Cosmos DB Replicas With Private Endpoint

This post explains how to make Cosmos DB replicas available using Private Endpoint.

The Problem

A lot of (most) Azure documentation and community content assumes that PaaS resources will be deployed using public endpoints. Some customers have the common sense not to use public endpoints – who wants to be a zero-day target for well-armed attackers?!

Cosmos DB is a commonly considered database for born-in-the-cloud workloads. One of the cool things about Cosmos DB is the ability to use any number of globally dispersed read-only or write replicas with pretty low replication latency.

But there is a question – what happens if you use Private Endpoint? The Cosmos DB account is created in a “primary” region. That Private Endpoint connects to a virtual network in the primary region. If the primary region goes offline (it does happen!) then how will clients redirect to another replica? Or if you are building a workload that will exist in many regions, how will a remote footprint connection to the local Cosmos DB replica?

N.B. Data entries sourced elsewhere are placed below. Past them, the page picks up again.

PR #164, opened 2026-07-07
fix: prevent 400 on non-PDF binary tool results (anthropic)

### LINKED ISSUE #33: Anthropic 400 INVALID_TOOL_RESULTS: files with unmapped/no extension (Makefile, Dockerfile, uv.lock) are sent as base64 documents

### LINKED ISSUE #65: read_file crashes with Anthropic 400 on extensionless files (Dockerfile, LICENSE, CHANGELOG, ...)

### LINKED ISSUE #114: v0.0.1 (Anthropic provider) crashes on any Python repo with __pycache__: binary file reads become invalid document blocks; one malformed tool result kills the run

### LINKED ISSUE #134: Full-repo generation fails with Anthropic 400: non-PDF files sent as base64 `document` blocks
## Summary

`openwiki "Generate documentation for this repository"` fails with an Anthropic API
`400 invalid_request_error` on repositories that contain **large text files** and/or **binary
files** (including gitignored caches). OpenWiki base64-encodes files it reads and sends them to
the Anthropic Messages API as `document` content blocks, but the Anthropic API only accepts a
base64 `document` source when `media_type` is `application/pdf`. Any other file type produces:

```
messages.N.content.M.tool_result.content.0.document.source.base64.media_type:
Input should be 'application/pdf'
```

I googled and landed on a Microsoft forum post that asked such a question. The answer was (in short) “The database will be available, how you connect to it is your and Azure Network’s problem”. Very helpful!

Logically, what we want is:

What I Figured Out

I’ve deployed some Cosmos DB using Private Endpoint as code (Terraform) in the recent past. I noticed that the DNS configuration was a little more complex than you usually find – I needed to create a Private DNS Zone for:

  • The Cosmos DB service type
  • Each Azure region that the replica exists in for that service type

I fired up a lab to simulate the scenario. I created Cosmos DB account in North Europe. I replicated the Cosmos DB account to East US. I created a VNet in North Europe and connected the account to the VNet using a Private Endpoint.

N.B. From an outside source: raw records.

PR #167, opened 2026-07-07
fix: require custom model for openai-compatible provider

shadril238:
## Motivation

`openai-compatible` endpoints do not have a universal default model name. The previous behavior allowed OpenWiki to fall back to the global OpenRouter default model when no `OPENWIKI_MODEL_ID` was configured, which could send an invalid model ID to an OpenAI-compatible gateway or make the active provider/model pairing misleading. This change makes the configuration contract explicit: providers without preset model options require the user to provide a model ID.

 ## Summary

  - Require an explicit model ID for providers that do not define preset model options, including `openai-compatible`.
  - Prevent `openai-compatible` from silently falling back to the OpenRouter default model.
  - Clear stale saved model IDs when switching to a custom-only provider.
  - Update CLI/setup messaging so users are told when a custom model ID is required.
  - Update constants coverage for the corrected default-model behavior.

### DIFF
--- a/src/agent/index.ts
+++ b/src/agent/index.ts
@@ -395,6 +395,15 @@ function resolveModelId(
     options.modelId ??
     process.env[OPENWIKI_MODEL_ID_ENV_KEY] ??
     getDefaultModelId(provider);
+
+  if (!rawModelId) {
+    throw new Error(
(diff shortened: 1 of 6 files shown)


colifran:
Thanks for the PR! Believe #327 which added logic for resolveModelId to throw when no preset models

PR #170, opened 2026-07-07
fix: sniff text files with unmapped extensions

### LINKED ISSUE #168: Text files with unrecognized extensions (terraform.tfvars, .tf, .hcl, ...) are treated as binary and unreadable

shadril238:
## Summary

Fixes #168.

  - Add an OpenWiki-side `TextSniffingLocalShellBackend` wrapper around DeepAgents `LocalShellBackend`.
  - Reclassify binary-looking read results as `text/plain` when the bytes decode as valid UTF-8 and contain no NUL bytes.
  - Preserve existing binary behavior for invalid UTF-8 or NUL-containing files.
  - Apply the same line `offset`/`limit` windowing when sniffed content is returned as text.
  - Add focused tests for Terraform-style text content, invalid UTF-8, NUL-containing binary data, and pagination behavior.

## Motivation

DeepAgents currently decides text-vs-binary from MIME/extension metadata. Plain-text files with unmapped extensions, such as `terraform.tfvars`, `.tf`, `.hcl`, `.conf`, `.lock`, or `.env.example`, can be returned as binary data instead of readable text. That prevents the OpenWiki agent from documenting important repository files even though their contents are normal UTF-8 text. This wrapper unblocks OpenWiki users while keeping genuine binary files on the existing binary path.

### DIFF
--- a/src/agent/index.ts
+++ b/src/agent/index.ts
@@ -5,10 +5,11 @@ import { ChatAnthropic } from "@langchain/anthropic";
 import { SqliteSaver } from "@langchain/langgraph-checkpoint-sqlite";
 import { ChatOpenAI } from "@langchain/openai";
 import { ChatOpenRouter } from "@langchain/openrouter";
-import { createDeepAgent, LocalShellBackend } from "deepagents";
+import { createDeepAgent } from "deepagents";
 import { DEBUG_ENV_KEYS, loadOpenWikiEnv, openWikiEnvDir } from "../env.js";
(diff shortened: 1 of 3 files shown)


colifran:
Hi @shadril238 - thank you for the PR. We fixed this upstream in deepagentsjs: https://github.com/langchain-ai/deepagentsjs/pull/656. This should be resolved as part of the recent v0.0.3 release of OpenWiki.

Here’s what the VNet connected devices looks like:

As you can see, the clients in/peered with the North Europe VNet can access their local replica and the East US replica via the local Private Endpoint.

I created a second VNet in East US. Now the important bit: I connected the same Cosmos Account to the VNet in East US. When you check out the connected devices in the East US VNet then you can see that clients in/peered to the North America VNet can connect to the local and remote replica via the local Private Endpoint:

DNS

Let’s have a look at the DNS configurations in Private Endpoints. Here is the one in North Europe:

If we enable the DNS zone configuration feature to auto-register the Private Endpoint in Azure Private DNS, then each of the above FQDNs will be registered and they will resolve to the North Europe NIC. Sounds OK.

Here is the one in East US:

If we enable the DNS zone configuration feature to auto-register the Private Endpoint in Azure Private DNS, then each of the above FQDNs will be registered and they will resolve to the East US NIC. Hmm.

If each region has its own Private DNS Zones then all is fine. If you use Private DNS zones per workload or per region then you can stop reading now.

But what if you have more than just this workload and you want to enable full name resolution across workloads and across regions? In that case, you probably (like me) run central Private DNS Zones that all Private Endpoints register with no matter what region they are deployed into. What happens now?

Here I have set up a DNS zone configuration for the North Europe Private Endpoint:

Now we will attempt to add the East US Private Endpoint:

Uh-oh! The records are already registered and cannot be registered again.

WARNING: I am not a Cosmos DB expert!

It seems to me that using the DNS Zone configuration feature will not work for you in the globally shared Private DNS Zone scenario. You are going to have to configure DNS as follows:

  • The global account FQDN will resolve to your primary region.
  • The North Europe FQDN will resolve to the North Europe Private Endpoint. Clients in North Europe will use the North Europe FQDN.
  • The East US FQDN will resolve to the East US Private Endpoint. Clients in East US will use the East US FQDN.

This means that you must manage the DNS record registrations, either manually or as code:

  1. Register the account record with the “primary” resource/Private Endpoint IP address: 10.1.04.
  2. Register the North Europe record with the North Europe Private Endpoint IP: 10.1.0.5.
  3. Register the East US record with the East US Private Endpoint IP: 10.2.0.6.

This will mean that clients in one region that try to access another region (via failover) will require global VNet peering and NSG/firewall access to the remote Private Endpoint.